Despite the fact that the conditions for kleptoparasitism to occur were favourable, the pirate bird was still unsuccessful. This lack of success may have been due to an inability to obtain the item on the first attempt (Ratcliffe et al. 1997), thus losing the stealth advantage. However, the effect of the act was clearly detrimental to the prey item causing damage to it, a consequence recognised by Krause and Ruxton (2005). This may have facilitated the third bird obtaining part of the prey item as an individual that initiates kleptoparasitism is not always successful, resulting in a follower or bystander gaining (Hatch 1970).

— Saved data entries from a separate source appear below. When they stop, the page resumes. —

PR #10639, opened 2023-09-21
Additional code samples

valentinhuerta1996:
Code sample to list documents under a folder and remove a document from a folder

## Description

Fixes #<ISSUE-NUMBER>

## Checklist

### DIFF
--- a/contentwarehouse/snippets/delete_folder_document_link_sample.py
+++ b/contentwarehouse/snippets/delete_folder_document_link_sample.py
@@ -1,0 +1,53 @@
+# Copyright 2023 Google LLC
+#
+# Licensed under the Apache License, Version 2.0 (the "License");
+# you may not use this file except in compliance with the License.
+# You may obtain a copy of the License at
+#
+#     http://www.apache.org/licenses/LICENSE-2.0
+#
+# Unless required by applicable law or agreed to in writing, software
+# distributed under the License is distributed on an "AS IS" BASIS,
+# WITHOUT WARRANTIES OR CONDITIONS OF ANY KIND, either express or implied.
+# See the License for the specific language governing permissions and
+# limitations under the License.
+#
+
+
+# [START delete_folder_document_link_sample]
+import sys
+from google.cloud import contentwarehouse
+# TODO(developer): Uncomment these variables before running the sample.
+# document_folder_link_name = "YOUR_DOCUMENT_LINK_NAME" # The name of the document-link to be deleted Format: projects/{project_number}/locations/{location}/documents/{source_document_id}/documentLinks/{document_link_id}
+# document_name = "YOUR_DOCUMENT_NAME" # The name of the document to be deleted Format: projects/{project_number}/locations/{location}/documents/{target_document_id
+# user_id = "user:xxxx@example.com" # Format is "user:xxxx@example.com"
+
+def delete_folder_document_link(document_folder_link_name: str, document_name: str, user_id: str) -> None:
+
+    # Create a Link Service client
+    link_client = contentwarehouse.DocumentLinkServiceClient()
+
+    # Initialize delete document linked request
+    delete_link_request = contentwarehouse.DeleteDocumentLinkRequest(
+        name=document_folder_link_name,
+        request_metadata=contentwarehouse.RequestMetadata(
+            user_info=contentwarehouse.UserInfo(id=user_id))
+    )
+
+    # Make the delete request
+    link_client.delete_document_link(request=delete_link_request)
+
+     # Initialize list linked targets request to verify deletion
+    linked_targets_request = contentwarehouse.ListLinkedTargetsRequest(
+        parent=document_name,
+        request_metadata=contentwarehouse.RequestMetadata(
+            user_info=contentwarehouse.UserInfo(id=user_id))
+    )
+
+    # Make the request
+    linked_targets_response = link_client.list_linked_targets(request=linked_targets_request)
+
+    #linked_targets_response returns False if link does not exist
+    if bool(linked_targets_response) is False:
+        print(f"Document Link to Folder Deleted Successfully")
+# [END delete_folder_document_link_sample]
--- a/contentwarehouse/snippets/delete_folder_document_link_sample_test.py
+++ b/contentwarehouse/snippets/delete_folder_document_link_sample_test.py
@@ -1,0 +1,33 @@
+# # Copyright 2023 Google LLC
+#
+# Licensed under the Apache License, Version 2.0 (the "License");
+# you may not use this file except in compliance with the License.
+# You may obtain a copy of the License at
+#
+#     http://www.apache.org/licenses/LICENSE-2.0
+#
+# Unless required by applicable law or agreed to in writing, software
+# distributed under the License is distributed on an "AS IS" BASIS,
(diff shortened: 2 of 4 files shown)


contentwarehouse/snippets/delete_folder_document_link_sample.py
```diff
@@ -0,0 +1,53 @@
...
+#
+
+
+# [START delete_folder_document_link_sample]
+import sys
+from google.cloud import contentwarehouse
+# TODO(developer): Uncomment these variables before running the sample.
+# document_folder_link_name = "YOUR_DOCUMENT_LINK_NAME" # The name of the document-link to be deleted Format: projects/{project_number}/locations/{location}/documents/{source_document_id}/documentLinks/{document_link_id}
+# document_name = "YOUR_DOCUMENT_NAME" # The name of the document to be deleted Format: projects/{project_number}/locations/{location}/documents/{target_document_id
+# user_id = "user:xxxx@example.com" # Format is "user:xxxx@example.com"
```
dandhlee, line 23: If the purpose was to use this by defining and initializing the variables, this should be done inside the caller method. Otherwise users would have to define and initialize the variables as a global variable then make use of it again inside the caller method.

If the purpose was to document them, prefer using docstrings instead.

contentwarehouse/snippets/delete_folder_document_link_sample.py
```diff
@@ -0,0 +1,53 @@
...
+        parent=document_name,
+        request_metadata=contentwarehouse.RequestMetadata(
+            user_info=contentwarehouse.UserInfo(id=user_id))
+    )
+
+    # Make the request
+    linked_targets_response = link_client.list_linked_targets(request=linked_targets_request)
+
+    #linked_targets_response returns False if link does not exist
+    if bool(linked_targets_response) is False:
```
dandhlee, line 51: This doesn't seem right but I could be wrong.

If `linked_targets_response` does return False then you shouldn't have to cast to a boolean, and can simply do `if not linked_targets_response:`. If it doesn't return False then the comment should be updated to explain so.

contentwarehouse/snippets/delete_folder_document_link_sample.py
```diff
@@ -0,0 +1,53 @@
...
+        print(f"Document Link to Folder Deleted Successfully")
```
dandhlee, line 52: f-string not necessary if there's nothing to evaluate.

contentwarehouse/snippets/delete_folder_document_link_sample_test.py
```diff
@@ -0,0 +1,33 @@
...
+#
+
+import os
+
+from contentwarehouse.snippets import delete_folder_document_link_sample
+import pytest
+
+document_folder_link_name = "YOUR_DOCUMENT_LINK_NAME" # The name of the document-link to be deleted Format: projects/{project_number}/locations/{location}/documents/{source_document_id}/documentLinks/{document_link_id}
+document_name = "YOUR_DOCUMENT_NAME" # The name of the document to be deleted Format: projects/{project_number}/locations/{location}/documents/{target_document_id
+user_id = "user:xxxx@example.com" # Format is "user:xxxx@example.com"
```
dandhlee, line 23: If these variables are used only once then prefer using them directly in the tests, especially in the tests. Avoid logic in tests.

contentwarehouse/snippets/delete_folder_document_link_sample.py
```diff
@@ -0,0 +1,53 @@
...
+import sys
+from google.cloud import contentwarehouse
+# TODO(developer): Uncomment these variables before running the sample.
+# document_folder_link_name = "YOUR_DOCUMENT_LINK_NAME" # The name of the document-link to be deleted Format: projects/{project_number}/locations/{location}/documents/{source_document_id}/documentLinks/{document_link_id}
+# document_name = "YOUR_DOCUMENT_NAME" # The name of the document to be deleted Format: projects/{project_number}/locations/{location}/documents/{target_document_id
+# user_id = "user:xxxx@example.com" # Format is "user:xxxx@example.com"
+
+def delete_folder_document_link(document_folder_link_name: str, document_name: str, user_id: str) -> None:
+
+    # Create a Link Service client
```
dandhlee, line 27: Use complete sentences for comments rather than short forms.
```suggestion
    # Create a Link Service client.
```

contentwarehouse/snippets/list_documents_folder_sample.py
```diff
@@ -0,0 +1,194 @@
...
+        display_name="My Test Folder",
+        document_schema_name=folder_schema.name,
+    )
+
+    # Define Request to create Folder
+    create_folder_request=contentwarehouse.CreateDocumentRequest(
+        parent=parent,
+        document=folder,
+        request_metadata=contentwarehouse.RequestMetadata(
+            user_info=contentwarehouse.UserInfo(id=user_id))
```
dandhlee, line 64: each list item laid out vertically should always end with a comma - some languages don't do this but this is preferred style for Python.
```suggestion
            user_info=contentwarehouse.UserInfo(id=user_id)),
```

contentwarehouse/snippets/list_documents_folder_sample.py
```diff
@@ -0,0 +1,194 @@
...
+    )
+
+    # Create a Folder for the given schema
+    folder_response=folder_client.create_document(request=create_folder_request)
+
+    # Read the output
```
dandhlee, line 70: What output should the user expect? If it's very self explanatory then fine to leave as-is, otherwise it might be good to put expected responses.

contentwarehouse/snippets/list_documents_folder_sample.py
```diff
@@ -0,0 +1,194 @@
...
+    print(f"Rule Engine Output: {folder_response.rule_engine_output}")
+    print(f"Folder Created: {folder_response.document}")
+
+    return folder_response
+
+def create_document(project_number: str, location: str, user_id: str) -> contentwarehouse.Document:
```
dandhlee, line 76: I can see that these snippets don't exist in the contentwarehouse directory unfortuantely, but they shouldn't belong only in `list_documents` sample unless that's the only use, which I'd be very surprised if it was.

Could you break these up into separate modules and then import them and use them instead? Otherwise users seeing the snippet for `list` would also have to see `create folder` and `create document` samples as well which might be irrelevant.

dandhlee (changes requested):
Reviewing for sample style.

contentwarehouse/snippets/delete_folder_document_link_sample.py
```diff
@@ -0,0 +1,53 @@
...
+#
+# Unless required by applicable law or agreed to in writing, software
+# distributed under the License is distributed on an "AS IS" BASIS,
+# WITHOUT WARRANTIES OR CONDITIONS OF ANY KIND, either express or implied.
+# See the License for the specific language governing permissions and
+# limitations under the License.
+#
+
+
+# [START delete_folder_document_link_sample]
```
holtskinner, line 17:
```suggestion
# [START contentwarehouse_delete_folder_document_link_sample]
```

holtskinner (changes requested):

holtskinner:
Also, change the PR message to be more descriptive. Something like

`docs(contentwarehouse): Added List Documents and Delete Folder Samples`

Further observations will be needed to fully quantify the consequence and cause of kleptoparasitism amongst penguins. With the rapid development of new technologies, resulting in more energy-efficient batteries, this will soon be possible. These answers may lead researchers to greater understand the impacts of food availability on certain penguin behaviours such as kleptoparasitism, which is believed to occur more often in times of poor food resources (Lavers and Jones 2007; Ashbrook et al. 2011).
This project was possible through support of Falklands Conservation. Generous funding support came from the Rufford Small Grants Foundation, Falkland Islands Environmental Planning Department and Nelson Mandela Metropolitan University Research Capacity Department. Additional stipends were provided by the National Research Foundation of South Africa. We are grateful to Jan Cheek and wardens of Johnsons Harbour for access to the study colony. We are extremely thankful to the volunteers who assisted with sample collection. Additionally, the guidance from two anonymous reviewers greatly improved the manuscript.